> Required action: Below are entries; tally how many lines hold the string "latest" and answer with only that figure.

[Data for analysis — start]

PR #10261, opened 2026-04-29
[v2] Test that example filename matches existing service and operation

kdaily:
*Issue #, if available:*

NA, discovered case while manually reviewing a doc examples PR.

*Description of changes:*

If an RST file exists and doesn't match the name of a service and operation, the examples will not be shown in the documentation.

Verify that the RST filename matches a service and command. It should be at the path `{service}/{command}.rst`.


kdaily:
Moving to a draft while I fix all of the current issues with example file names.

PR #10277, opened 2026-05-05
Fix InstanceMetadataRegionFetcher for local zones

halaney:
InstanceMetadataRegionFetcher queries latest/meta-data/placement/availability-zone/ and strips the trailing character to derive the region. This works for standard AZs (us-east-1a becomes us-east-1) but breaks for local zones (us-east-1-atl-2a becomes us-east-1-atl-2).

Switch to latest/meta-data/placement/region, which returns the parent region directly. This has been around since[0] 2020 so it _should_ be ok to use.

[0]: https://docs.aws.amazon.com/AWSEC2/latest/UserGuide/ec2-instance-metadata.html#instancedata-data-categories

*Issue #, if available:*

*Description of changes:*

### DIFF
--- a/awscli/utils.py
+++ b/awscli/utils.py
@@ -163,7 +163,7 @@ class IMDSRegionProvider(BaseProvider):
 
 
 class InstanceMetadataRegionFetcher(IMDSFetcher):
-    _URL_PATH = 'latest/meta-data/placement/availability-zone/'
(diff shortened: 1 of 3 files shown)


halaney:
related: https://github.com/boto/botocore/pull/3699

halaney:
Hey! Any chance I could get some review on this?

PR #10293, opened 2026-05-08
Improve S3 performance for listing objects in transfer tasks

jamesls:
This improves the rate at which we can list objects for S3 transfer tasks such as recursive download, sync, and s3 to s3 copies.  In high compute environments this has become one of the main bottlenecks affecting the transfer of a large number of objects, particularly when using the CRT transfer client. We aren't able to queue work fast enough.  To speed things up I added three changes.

[Data for analysis — finish]

> Result of the task: 4